▶ Assignment:
Find the line with "yes, we're compiling" in the records below. Copy it and every line after it, up to and including the line with "To clarify this".

Dataset entries:
PR #2428, opened 2019-07-24
fix#2425 rdkafka_example_cpp -L to list metadata can't assign topic

njzcx:
./rdkafka_example_cpp -L -b 172.17.0.2:9092 -t test_topic
./rdkafka_example_cpp -L -b 172.17.0.2:9092
execute above two commands, the result is the same. The reason is topic!=NULL should be !topic in 661 line


edenhill:
Thank you!

PR #4500, opened 2023-11-06
add initial malware scan support

janjwerner-confluent:


janjwerner-confluent:
@emasab 
Can you please look at the build failures related to package downloads. I believe that the failures are not related to the addition of the malware scans.

PR #4507, opened 2023-11-15
Add max telemetry bytes

anchitj:


src/rdkafka_telemetry.c
```diff
@@ -225,6 +226,14 @@ static void rd_kafka_send_push_telemetry(rd_kafka_t *rk,
         // TODO: Cycle through compression types
         rd_kafka_compression_t compression_type = RD_KAFKA_COMPRESSION_GZIP;
 
+        if (metrics_payload_size > rk->rk_telemetry.telemetry_max_bytes) {
+                rd_kafka_log(
+                    rk, LOG_WARNING, "TELEMETRY",
+                    "Metrics payload size %" PRIdsz
+                    " exceeds telemetry_max_bytes %d specified by the broker.",
```
milindl, line 233: The format string will PRId32 for int32

src/rdkafka_telemetry.c
```diff
@@ -271,6 +280,19 @@ void rd_kafka_handle_push_telemetry(rd_kafka_t *rk, rd_kafka_resp_err_t err) {
                 rd_kafka_dbg(rk, TELEMETRY, "PUSHERR",
                              "PushTelemetryRequest failed: %s",
                              rd_kafka_err2str(err));
+                // Non-retriable errors
+                // TODO: What to do for TELEMETRY_TOO_LARGE?
```
milindl, line 284: I guess we can just add a comment. Or at max a log (even though we will have logged a warning already), based on the discussion with the Java clients team, we need to do nothing special.

milindl (approved):
Looks okay - just a bunch of minor stuff

src/rdkafka_telemetry.c
anchitj: Updated

src/rdkafka_telemetry.c
anchitj: Removed the comment

milindl:
LGTM

PR #4513, opened 2023-11-18
Fix BoringSSL by supplying string length to `X509_VERIFY_PARAM_set1_host` explicitly

felixschlegel:
BoringSSL requires the calls to `X509_VERIFY_PARAM_set1_host` to provide explicit string length, see:

```c
  if (name == NULL || namelen == 0) {
    // Unlike OpenSSL, we reject trying to set or add an empty name.
    return 0;
  }
```
 
https://github.com/google/boringssl/blob/39cc892c73d6c3faf2e604c44509f132c232f24c/crypto/x509/x509_vpm.c#L83-L86

This (trivial) PR fixes this issue, and allows BoringSSL to be used with librdkafka.


felixschlegel:
@emasab could you please take a look at this?

emasab:
@felixschlegel Thanks for your PR. Are you sure this is the only change that's required? I've tried compiling and linking with BoringSSL and there are these different things:
```
rdkafka_cert.c: In function ‘rd_kafka_cert_new’:
rdkafka_cert.c:228:39: error: comparison of integer expressions of different signedness: ‘int’ and ‘size_t’ {aka ‘long unsigned int’} [-Werror=sign-compare]
  228 |                         for (i = 0; i < sk_X509_num(cas); i++) {
      |                                       ^
In file included from rdkafka_ssl.c:36:
rdkafka_ssl.c: In function ‘rd_kafka_ssl_ctx_init’:
rdkafka_ssl.c:1622:22: error: format ‘%lx’ expects argument of type ‘long unsigned int’, but argument 11 has type ‘int’ [-Werror=format=]
 1622 |                      "Using %sOpenSSL version %s "
      |                      ^~~~~~~~~~~~~~~~~~~~~~~~~~~~~
rdkafka_int.h:886:66: note: in definition of macro ‘rd_kafka_dbg’
  886 |                                       (RD_KAFKA_DBG_##ctx), fac, __VA_ARGS__); \
      |                                                                  ^~~~~~~~~~~
rdkafka_ssl.c: In function ‘rd_kafka_ssl_hmac’:
rdkafka_ssl.c:1872:14: error: implicit declaration of function ‘HMAC’ [-Werror=implicit-function-declaration]
 1872 |         if (!HMAC(evp, (const unsigned char *)in->ptr, (int)in->size, saltplus,
      |              ^~~~
cc1: all warnings being treated as errors
make[1]: *** [../mklove/Makefile.base:97: rdkafka_cert.o] Error 1
make[1]: *** Waiting for unfinished jobs....
rdkafka_admin.c: In function ‘rd_kafka_UserScramCredentialUpsertion_new’:
rdkafka_admin.c:5911:21: error: implicit declaration of function ‘RAND_priv_bytes’ [-Werror=implicit-function-declaration]
 5911 |                 if (RAND_priv_bytes(random_salt, sizeof(random_salt)) == 1) {
      |                     ^~~~~~~~~~~~~~~
``` 

Was checking and `RAND_priv_bytes` doesn't seem to exists in BoringSSL and sk_X509_num (OPENSSL_sk_num) returns a `size_t` instead of an `int`. Is there something I'm missing?

gmilos:
@emasab our use case is: https://github.com/swift-server/swift-kafka-client and we're already capable of building successfully with BoringSSL, as of: https://github.com/swift-server/swift-kafka-client/pull/135. It doesn't work at runtime, because of the issue in this PR.

BoringSSL version comes from swift-nio-ssl, with the latest version using: https://github.com/apple/swift-nio-ssl/commit/13460776e7f072596d1cd730f56d807511d11998. I'm suspecting you hit issues because of using a different (newer?) version of BoringSSL.

To summarise, this PR is needed to unblock us. It's necessary, but might not be sufficient once we start testing more thoroughly. We don't run into the specific compilation problems you've listed though.

gmilos:
@emasab yes, we're compiling with 2.3.0 just fine, see:
https://github.com/swift-server/swift-kafka-client/tree/20faefb06a0c184f8c7cfa9c11731816ea6b0ff3/Sources/Crdkafka

Regarding the specific compilation issues you hit, we've got the important ones resolved. Including:
1. `RAND_priv_bytes` provided through this: https://github.com/swift-server/swift-kafka-client/pull/148
2. `HMAC` is defined here: https://github.com/apple/swift-nio-ssl/blob/7613886ed9230ec9e77b7ae63470d808967856e2/Sources/CNIOBoringSSL/crypto/fipsmodule/hmac/hmac.c#L69

The patch proposed in the PR is benign for OpenSSL in general, so would you mind merging it. It'd be super important for us, and others shouldn't care.

emasab:
To clarify this PR doesn't give support for BoringSSL, it still needs these defines that are in your `swift-kafka-client`.
We're open to receive a patch for complete, even if unofficial, BoringSSL support.
Given that as you said the proposed patch is benign for OpenSSL. I approve it but will need approval from a different team member that's our policy for community PRs.

emasab (dismissed):

felixschlegel:
Thank you so much for your feedback @emasab!

emasab (approved):

felixschlegel:
@emasab I think this is ready to merge, thanks again for your collaboration here!

gmilos:
@emasab what's the process for merging? We don't have sufficient perms.

milindl (approved):

PR #4524, opened 2023-11-28
Uniform test code across scripts and KRaft mode

emasab:


tests/broker_version_tests.py
```diff
@@ -46,11 +48,18 @@ def test_it(version, deploy=True, conf={}, rdkconf={}, tests=None,
...
-        cmd = 'bash --rcfile <(cat ~/.bashrc; echo \'PS1="[TRIVUP:%s@%s] \\u@\\h:\\w$ "\')' % (  # noqa: E501
-            cluster.name, version)
+        if inherit_env:
+            env = dict(os.environ, **rdkafka.env)
+        else:
+            env = dict(rdkafka.env)
+        trivup = f'[TRIVUP:{cluster.name}@{version}] '
+        PS1 = ((trivup + env['PS1']) if 'PS1' in env
+               else trivup + '\\u@\\h:\\w$ ')\
+            .translate(str.maketrans({'\'': '\\\''}))
```
pranavrth, line 58: What does this translate do and why do we need it?

tests/interactive_broker_version.py
```diff
@@ -33,229 +25,16 @@ def version_as_number(version):
...
+    Then run librdkafka's regression tests. Use inherited environment.
     """
-
-    print('## Test version %s' % version)
-
-    cluster = Cluster('LibrdkafkaTestCluster', root_path, debug=debug)
-
-    if conf.get('sasl_oauthbearer_method') == 'OIDC':
-        oidc = OauthbearerOIDCApp(cluster)
-
```
pranavrth, line 48: I think we should move whole deleted part to test_it instead of removing them. If we use other version in future then we should have fail fast working fine. Same for the other file as well.

tests/interactive_broker_version.py
```diff
@@ -33,229 +25,16 @@ def version_as_number(version):
...
-    try:
-        os.remove(test_conf_file)
-    except BaseException:
-        pass
-
-    cluster.stop(force=True)
-
-    cluster.cleanup(keeptypes=['log'])
-    return ret
+    conf['test_mode'] = 'bash'
```
pranavrth, line 34: This should be part of the test config instead of hardcoding.

pranavrth (changes requested):

tests/LibrdkafkaTestApp.py
```diff
@@ -199,13 +199,16 @@ def start_cmd(self):
...
             False)
-        self.env_add(
-            'ZK_ADDRESS',
-            self.cluster.get_all(
-                'address',
-                '',
-                ZookeeperApp)[0],
-            False)
+
+        zookeeper = self.cluster.get_all(
```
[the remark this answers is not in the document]
emasab: No, `get_all `always returns a list

tests/broker_version_tests.py
emasab: It quotes any single quotes that you have in your existing `env['PS1']`

tests/interactive_broker_version.py
emasab: in interactive_broker_version it was always in bash mode, I've kept existing behavior. Because it's interactive, for other modes there is `broker_version_tests.py`

tests/interactive_broker_version.py
emasab: The `OauthbearerOIDCApp `instance is now created by `LibrdkafkaTestCluster` in `test_it`

pranavrth: I am talking about the whole deleted part. Are we testing them already in the test_it function?

tests/interactive_broker_version.py
pranavrth: But bash might not be available in MacOS. We should give option to the user to choose it.

tests/broker_version_tests.py
pranavrth: Was it a bug earlier?

emasab: no, before it was replacing the PS1, not adding a prefix

tests/interactive_broker_version.py
emasab: this part is replaced by the `LibrdkafkaTestCluster` in `test_it` the code was very similar

tests/interactive_broker_version.py
emasab: Before was calling bash too
`        retcode = subprocess.call(
            cmd,
            env=cmd_env,
            shell=True,
            executable='/bin/bash')`

emasab: `run-test.sh` is requiring bash too, it's requisite for developing with librdkafka already

tests/broker_version_tests.py
pranavrth: I saw that this is not replacing 2 backslashs. Is this expected?

tests/interactive_broker_version.py
pranavrth: Let it be like this for now. We should have zsh support as well in the future though.

tests/broker_version_tests.py
emasab: Here it's only replacing single quotes because later it's written inside single quotes. In:
```c
cmd = f'bash --rcfile <(cat ~/.bashrc; echo \'PS1="{PS1}"\')'
```

pranavrth (dismissed):
LGTM!. Fix build.

pranavrth (approved):
LGTM!

PR #4555, opened 2023-12-12
[KIP-848] Changes related to config, error codes and topic id

pranavrth:
This PR adds the following changes

- New config changes required for the KIP-848 implementation (Hidden for now as not being used)
- Some of the new error codes required with KIP-848
- Added topic id to topic partition with various accessors and operation functions
- Added Getter for member id
- UUID comparator method
- vcpkg version change

Co-authored-by: Emanuele Sabellico <esabellico@confluent.io>


emasab (approved):
LGTM

PR #4556, opened 2023-12-12
Fix a "return by const value" warning on Clang

Quuxplusone:
Commit efbb96681 (which was apparently massive) introduced this function returning "by const value". It's possible this indicates a deeper bug, but for now let's just fix the compiler diagnostic by removing the useless "const".


gullradriel (approved):
That PR also fixes the warning on gcc.

Quuxplusone:
Ping!

Quuxplusone:
@emasab perhaps: Ping!

Quuxplusone:
Duplicates #4504, as it turns out!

▶ Response to this exercise:
@emasab yes, we're compiling with 2.3.0 just fine, see:
https://github.com/swift-server/swift-kafka-client/tree/20faefb06a0c184f8c7cfa9c11731816ea6b0ff3/Sources/Crdkafka

Regarding the specific compilation issues you hit, we've got the important ones resolved. Including:
1. `RAND_priv_bytes` provided through this: https://github.com/swift-server/swift-kafka-client/pull/148
2. `HMAC` is defined here: https://github.com/apple/swift-nio-ssl/blob/7613886ed9230ec9e77b7ae63470d808967856e2/Sources/CNIOBoringSSL/crypto/fipsmodule/hmac/hmac.c#L69

The patch proposed in the PR is benign for OpenSSL in general, so would you mind merging it. It'd be super important for us, and others shouldn't care.

emasab:
To clarify this PR doesn't give support for BoringSSL, it still needs these defines that are in your `swift-kafka-client`.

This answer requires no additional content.